Question

Identifying Unknowns from WGS samples

0

Entering edit mode

7.1 years ago

Harry ▴ 10

Greetings!

Introduction

I am a recent graduate starting off with work at a public health laboratory. This specific laboratory is just beginning its first few WGS runs on its new MiSeq, and I am the one who is charged with the analysis. I have done some work on sequences acquired through the NCBI website, but have never worked with actual lab samples in the past. Most of the samples are already identified by the time I get them; however, there will also be a few unknowns.

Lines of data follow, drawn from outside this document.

Issue #1073, opened 2026-07-18
GNOME/X11: top-bar right-click still disables mouse input after PR #1072


psypeal:
## Summary

Right-clicking the Codex top/title bar still disables mouse interaction on GNOME/X11 after the fix from #1069 / #1072 is installed.

After the right-click, the terminal/sidebar controls and buttons inside the active thread remain visible but cannot be clicked with the mouse. This makes the conversation UI effectively unusable.

## Environment

- Ubuntu 24.04.4 LTS
- GNOME Shell 46.0
- X11 session
- Package: `codex-desktop 2026.07.18.111000`
- Upstream app: `26.715.31925`
- Electron: `42.3.0`
- Installed wrapper source: `f7de27215d637a41f615423f436263257da9016b`
- Package format: `.deb`
- `frameless-titlebar` is not enabled

## Fix-presence verification

The installed wrapper source contains merge commit `cc610ca3f66a2aeacbcb9436c15ce5a8a84866d7` from PR #1072. The installed patch report also reports `linux-native-titlebar` as applied.

This is therefore a post-fix reproduction, not a stale package that predates #1072.

PR #1072 noted that live GNOME/X11 validation still required a desktop rebuild/retest. This report supplies that validation and shows that the `system-context-menu` suppression is not sufficient for the current top-bar path.

## Reproduction

1. Launch ChatGPT Desktop on Ubuntu GNOME/X11.
2. Open any conversation thread.
3. Right-click the Codex top/title bar.
4. Move the pointer to the terminal/sidebar controls or any button in the thread conversation.
5. Attempt to click the controls.

## Actual behavior

Mouse clicks no longer operate the terminal/sidebar controls or buttons in the conversation thread. The UI remains visible, but pointer interaction is stuck after the top-bar right-click.

## Expected behavior

Right-clicking the top bar should not leave an active X11/GNOME input grab or block pointer events. Whether the system context menu is suppressed or displayed, mouse interaction with Codex and the rest of the desktop must remain usable afterward.

## Related work

- #496 — original GNOME/X11 title-bar input-lockup report.
- #649 — later Ubuntu/X11 reproduction.
- #1069 — current-generation reproduction, closed by #1072.
- #1072 — added Linux `system-context-menu` prevention but was not live-validated on GNOME/X11 before merge.

## Acceptance criteria

- [ ] Rebuild and live-test the default title-bar path on Ubuntu GNOME/X11.
[...]

PR #1180, opened 2026-07-29
Fix GNOME/X11 titlebar context-menu patch false positive

MatsumotoMorami:
## Summary

Addresses #1073.

### Root cause

PR #1072 added Linux `system-context-menu` suppression through the bundle-wide
`linux-menu` patch, but the current upstream WindowManager does not use the
Windows-only shape that patch expected:

```js
(process.platform === "win32" || process.platform === "linux") && N.removeMenu()
```

The browser-comment popup in the same bundle still used a Windows-only
`e.removeMenu()` expression. As a result, the old global matcher patched only
that auxiliary popup and still reported `linux-menu: applied`; the registered
primary `BrowserWindow` behind the top/title bar never received the listener.
This omission is present in pristine core bundles and does not require an
optional Linux feature to alter the patch path.

### Fix

- Add a required-upstream `linux-managed-window-system-context-menu`
  descriptor before the auxiliary global menu patch.
- Identify the unique managed `BrowserWindow` semantically within
  `WindowManager.createWindow`: the current `appearance` contract, a
  `BrowserWindow` construction, and the same alias passed to
  `this.registerWindow(...)` must all agree.
- Replace only the current combined Linux/Windows `removeMenu()` contract with
  Linux `system-context-menu` prevention plus `removeMenu()`, while preserving
  the Windows-only `removeMenu()` behavior.
- Fail closed on missing or ambiguous WindowManager candidates, malformed
  methods, non-canonical or duplicate listeners, and extra `removeMenu()`
  targets. The required patch records a strategy in the patch report so future
  upstream drift is diagnosable instead of silently masked by a popup match.
- Keep the browser-comment popup handling in the separate `linux-menu` patch,
  teach that patch the current combined contract, and remove obsolete legacy
  menu fallback shapes in accordance with the fresh-DMG-only policy.
- Add fixture, runtime, descriptor-report, CLI smoke, and real-bundle
  idempotence coverage.

## Validation

Automated checks:

- `TMPDIR=/tmp node --test scripts/patch-linux-window-ui.test.js`
  - 412 passed, 0 failed.
- `TMPDIR=/tmp node --test scripts/ci/upstream-dmg-acceptance.test.js`
  - 15 passed, 0 failed.
- `TMPDIR=/tmp node --test linux-features/frameless-titlebar/test.js linux-features/ui-tweaks/test.js linux-features/ui-tweaks/dock-icon.test.js linux-features/ui-tweaks/suggested-prompts.test.js`
  - 97 passed, 0 failed.
- `bash scripts/ci/run-node-checks.sh` in the Ubuntu CI container
  - 1,445 passed, 2 skipped, 0 failed (1,447 total).
- `bash tests/scripts_smoke.sh` in the Ubuntu CI container
  - all script and packaging smoke tests passed, including the new managed
    titlebar context-menu CLI/report/SHA idempotence smoke.
- `git diff --check`

The focused tests cover:

- Primary WindowManager versus nested browser-comment popup ownership.
- Minified alias drift (`N` and `M`).
- Missing, malformed, ambiguous, duplicate, and non-canonical contracts.
- Required-patch failure reporting and strategy telemetry.
- First application, half-patched upgrade, and byte-idempotent second
  application.
- Runtime behavior on simulated Linux, Windows, and macOS Electron
  `BrowserWindow` instances.
- Preservation of unrelated non-Darwin modal menu behavior.

Real upstream bundle checks:

| Upstream build | Source state | Result |
| --- | --- | --- |
| `26.715.31925` | pristine issue build | applied, then byte-identical `already-applied` |
| `26.715.52143` | pristine later issue build | applied, then byte-identical `already-applied` |
| `26.721.81911` | pristine latest build | applied, then byte-identical `already-applied` |
| `26.721.81911` | existing half-patched installed-bundle copy | upgraded, then byte-identical `already-applied` |

For every bundle above:

- the managed WindowManager candidate was unique;
- the final main-process bundle parsed successfully;
- the primary window had exactly one listener;
- the browser-comment popup had exactly one listener;
- no old combined menu target remained; and
- a second full patch pass preserved the main bundle and extracted-tree SHA.

An independent maximum-reasoning diff review also checked target ownership,
atomic failure behavior, platform semantics, idempotence, and real-bundle
results. Its two findings (alternate listener APIs/quotes and an extra Windows
menu target) were addressed with fail-closed validation and regression tests;
the final review found no remaining actionable issue.

### Ubuntu GNOME/X11 VM interaction

I built both packages from the same official `26.721.81911` upstream artifact
and tested them in the same disposable KVM guest:

- Ubuntu `24.04.4`, kernel `6.8.0-124`, GNOME Shell `46.0`.
- GDM forced to Xorg; `loginctl` reported `Type=x11`, and Electron's GPU and
  renderer processes reported `--ozone-platform=x11`.
- Default feature configuration (`enabledFeatures: []`).
- Exact `origin/main` baseline `042adb7b23b1f47ca8d6a09da0b1abc5e00ff4a7`,
  package SHA-256
  `0c3585a4e5721b273e7ead589f9fcd47a0da09572518fd21faebd1253316728e`.
- PR commit `5b74648bff603a5284e07b96b512359d7cb2fc04`, package
  SHA-256
  `2cf91f7e3c1d0ec2e6d50374a98e982805b5cabf494e47289bb0c6d252c55d0a`.

The X11 grab helper was first self-tested: one process acquired the pointer
(`GrabSuccess`), a concurrent probe detected it (`AlreadyGrabbed`), and the
probe returned to `GrabSuccess` after release.

The initial interaction matrix was run against both baseline and PR packages:

- 203 recorded checks per package across windowed and maximized states.
- Left, center, and right points in the actual CSS drag strip, ten repetitions
  per point.
- Right-click followed by an outside dismissal, then grab probes at 100 ms,
  500 ms, and 2 s.
- First post-dismiss window-control clicks verified through
  `_NET_WM_STATE_HIDDEN`.
- Zero post-dismiss grab failures; the final idle probe was `GrabSuccess`.

I also attached a read-only observer through Electron's main-process inspector.
It was registered after the application's listeners and never called
`preventDefault()`:

- The baseline's visible registered `BrowserWindow` had zero pre-existing
  `system-context-menu` listeners. Its observed top-bar event had
  `defaultPrevented: false`, and the GNOME window menu was displayed.
- The PR package's same window had exactly one pre-existing listener. Its
  observed event had `defaultPrevented: true`.

Finally, an additional PR-only edge matrix used CDP to verify that `y=4`,
`y=16`, and `y=28` were one continuous `-webkit-app-region: drag` run, then
tested the upper and lower edges at three horizontal points:

- 181 recorded checks; 36 right-click sequences across windowed and maximized
  states.
- All 36 main-process events reached the managed window and all 36 were already
  default-prevented by the PR listener.
- All 108 post-dismiss grab probes returned `GrabSuccess`.
- After every dismissal, one physical click on an instrumented in-app button
  produced exactly one trusted `pointerdown`, `mousedown`, `pointerup`,
  `mouseup`, and `click`: 180 trusted events total.
- The app, Electron processes, GNOME Shell, and Xorg remained alive, with no
  matching fatal/crash entry in the captured app log.

#### Scope boundary

The current signed-out VM scenario did **not** reproduce #1073's persistent
post-dismiss lock: the unpatched baseline also released its visible GNOME menu
and passed the 203-check stress matrix. The VM therefore provides direct
runtime proof that the baseline missed the managed-window listener, that this
PR installs and executes it, and that the PR path has no observed X11 input
regression; it is not a claim that the reporter's authenticated-thread failure
was reproduced and resolved A/B.

The guest deliberately remained unauthenticated, and no host credentials or
private task data were copied into it. Consequently, the issue's exact
sidebar/thread/composer controls and the reporter's unavailable private
`browser-multi-tabs` feature could not be tested. A reporter-equivalent
authenticated retest is still required before closing the issue. This PR
therefore intentionally says **Addresses #1073**, not `Fixes` or `Closes`.

## Checklist

### DIFF
--- a/scripts/patch-linux-window-ui.test.js
+++ b/scripts/patch-linux-window-ui.test.js
@@ -1099,6 +1099,14 @@ test("default core patch descriptors are grouped and unique", () => {
     "optional",
   );
   assert.equal(
+    descriptors.find(
+      (descriptor) =>
+        descriptor.id === "linux-managed-window-system-context-menu",
+    )?.ciPolicy,
+    "optional",
+    "GNOME/X11 titlebar mitigation drift should warn without blocking install or updater candidates",
+  );
+  assert.equal(
     descriptors.find((descriptor) => descriptor.id === "linux-computer-use-native-desktop-apps")?.ciPolicy,
     "opt-in",
   );
@@ -1137,7 +1145,6 @@ test("default core patch descriptors are grouped and unique", () => {
   );
   for (const id of [
     "linux-window-options",
-    "linux-managed-window-system-context-menu",
     "linux-native-titlebar",
     "linux-opaque-background",
     "linux-avatar-overlay-mouse-passthrough",
@@ -3380,11 +3387,40 @@ function windowsAndLinuxMenuSnippet(windowAlias) {
   );
 }
 
+function gnomeX11SystemContextMenuListenerSnippet(
+  windowAlias,
+  eventAlias = "e",
+) {
+  return (
+    "process.platform===`linux`&&" +
+    "(process.env.XDG_SESSION_TYPE??``).trim().toLowerCase()===`x11`&&" +
+    "/(^|:)gnome(:|$)/i.test((process.env.XDG_CURRENT_DESKTOP??``).trim())&&" +
+    `${windowAlias}.on(\`system-context-menu\`,${eventAlias}=>` +
+    `${eventAlias}.preventDefault()),`
+  );
+}
+
 function canonicalLinuxMenuSnippet(windowAlias, eventAlias = "e") {
+  return (
+    gnomeX11SystemContextMenuListenerSnippet(windowAlias, eventAlias) +
+    `process.platform===\`linux\`&&${windowAlias}.removeMenu(),` +
+    `process.platform===\`win32\`&&${windowAlias}.removeMenu(),`
+  );
+}
+
+function legacyAllLinuxMenuSnippet(windowAlias, eventAlias = "e") {
   return (
     `process.platform===\`linux\`&&(${windowAlias}.on(\`system-context-menu\`,` +
     `${eventAlias}=>${eventAlias}.preventDefault()),${windowAlias}.removeMenu()),` +
     `process.platform===\`win32\`&&${windowAlias}.removeMenu(),`
+  );
+}
+
+function scopedManagedLinuxMenuSnippet(windowAlias, eventAlias = "e") {
+  return (
+    gnomeX11SystemContextMenuListenerSnippet(windowAlias, eventAlias) +
+    `(process.platform===\`win32\`||process.platform===\`linux\`)&&` +
+    `${windowAlias}.removeMenu(),`
   );
 }
 
@@ -3416,12 +3452,23 @@ test("patches the managed WindowManager window before the browser-comment popup"
   assert.equal(
     (managedPatched.slice(popupStart).match(/system-context-menu/g) ?? []).length,
     0,
-    "the required managed-window patch must not claim success by patching only the popup",
+    "the managed-window patch must not claim success by patching only the popup",
   );
-  assert.match(managedPatched, new RegExp(escapeRegExp(canonicalLinuxMenuSnippet("N"))));
+  assert.match(
+    managedPatched,
+    new RegExp(escapeRegExp(scopedManagedLinuxMenuSnippet("N"))),
+  );
 
   const fullyPatched = applyLinuxMenuPatch(managedPatched);
   assert.equal((fullyPatched.match(/system-context-menu/g) ?? []).length, 2);
+  assert.match(
+    fullyPatched,
+    new RegExp(escapeRegExp(scopedManagedLinuxMenuSnippet("N"))),
+  );
+  assert.match(
+    fullyPatched,
+    new RegExp(escapeRegExp(canonicalLinuxMenuSnippet("e"))),
+  );
   assert.equal(
     applyLinuxMenuPatch(
       applyLinuxManagedWindowSystemContextMenuPatch(fullyPatched),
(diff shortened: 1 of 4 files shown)


ilysenko (changes requested):
Thanks for the thorough implementation and validation. I found one scope/policy blocker:

- The new managed-window patch is `required-upstream` and suppresses the system context menu on every Linux desktop, while the available evidence is limited to GNOME/X11 and the documented baseline did not reproduce the lockup. This makes harmless matcher drift reject all package and updater candidates and changes KDE/Wayland behavior without supporting evidence. Please make this patch fail-soft and scope the runtime suppression to the affected GNOME/X11 surface, or provide default-feature reproduction plus cross-desktop validation that justifies unconditional critical behavior.

MatsumotoMorami:
### Review follow-up

Thanks for the review. I followed the first requested path in `c9c327539b386d00e209017652515b21183c6ef9`.

#### Implementation

- **Fail-soft policy**
  - Changed `linux-managed-window-system-context-menu` from `required-upstream` to `optional`.
  - Matcher failure now preserves the original bundle bytes and reports `skipped-optional`.
  - It contributes no required-core warning and does not reject package or updater candidates.

- **GNOME/X11 runtime scope**
  - The `system-context-menu` listener is registered only when:
    - `process.platform === "linux"`;
    - normalized `XDG_SESSION_TYPE === "x11"`; and
    - `XDG_CURRENT_DESKTOP` contains an exact colon-delimited `GNOME` token, including values such as `ubuntu:GNOME`.
  - Existing Linux and Windows `removeMenu()` behavior is unchanged; only listener registration is scoped.

- **Fail-soft fallback safety**
  - The later generic `linux-menu` patch now uses the same GNOME/X11 guard.
  - If managed-window discovery drifts but the broader menu matcher still succeeds, it cannot reintroduce unconditional suppression on KDE, Wayland, or unknown Linux sessions.

- **Existing patched bundles**
  - Added migration for the previous unconditional managed-window and generic listener forms.
  - Rerunning the patcher now narrows existing outputs instead of accepting the broader behavior as already applied.

#### Validation

- `TMPDIR=/tmp node --test scripts/patch-linux-window-ui.test.js`: 415/415 passed.
- Targeted file-manager and titlebar context-menu smoke tests passed, including:
  - first application;
  - patch-report policy;
  - byte-identical second pass.
- Runtime coverage verifies:
  - the listener is enabled on GNOME/X11 and `ubuntu:GNOME` X11;
  - the listener is absent on GNOME/Wayland, KDE/X11, unknown Linux sessions, Windows, and macOS;
  - Linux `removeMenu()` behavior remains unchanged.
- On an app derived from the official `26.721.81911` artifact:
  - the managed patch was reported as optional and applied successfully;
  - both final `system-context-menu` sites carried the GNOME/X11 guard;
  - the next full pass applied zero descriptors;
  - the extracted-tree SHA remained byte-identical.

#### Scope

The earlier GNOME/X11 VM evidence remains applicable to the affected runtime surface because the new guard evaluates true there.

For the samples with known identities, I've used Sequencher to generate a consensus from mapping against a reference genome (after doing QC with FastQC and Timmomatic).

What I Already Know

Each sequence is whole-genome
Each sample is an enteric
BLAST will be needed in some fashion
I will need to be able to create a consensus for my unknown
- (I don't know how to do this, without a reference genome)

The Actual Questions

What is the most simple/efficient way YOU might identify a bacterial WGS sample?
If I look for something conserved (say a 16s gene) to BLAST it, what would be the best way to find that gene?
Would it be possible to locally BLAST multiple 16s genes against my WGS to see which one matches?

Open For Discussion

For any of these questions: If you have any suggestions, solutions, or places where I can learn more about this topic, please let me know! Any help offered is greatly appreciated.

genome next-gen sequencing unknown sample • 1.7k views

ADD COMMENT • link 7.1 years ago by Harry ▴ 10

score 0 · Answer 1 · 2017-08-08

What is the most simple/efficient way YOU might identify a bacterial WGS sample?

Are you looking at mixtures of species or are these pure samples? In any case taking a random sample of reads and blasting them at NCBI against refseq_genomes or refseq_representative_genomes should give you an idea of the genome (at the genus level for sure perhaps species too) you are looking at.

If I look for something conserved (say a 16s gene) to BLAST it, what would be the best way to find that gene?

NCBI does have a 16S ribosomal sequence database available on the web (or you could download the pre-created 16S indexes and do the search locally).

Would it be possible to locally BLAST multiple 16s genes against my WGS to see which one matches?

You could try extracting the fasta files from the above index and use them to search against your data.

I will need to be able to create a consensus for my unknown

Take a look at SPAdes. It is likely the best bacterial genome assembler out there at this time.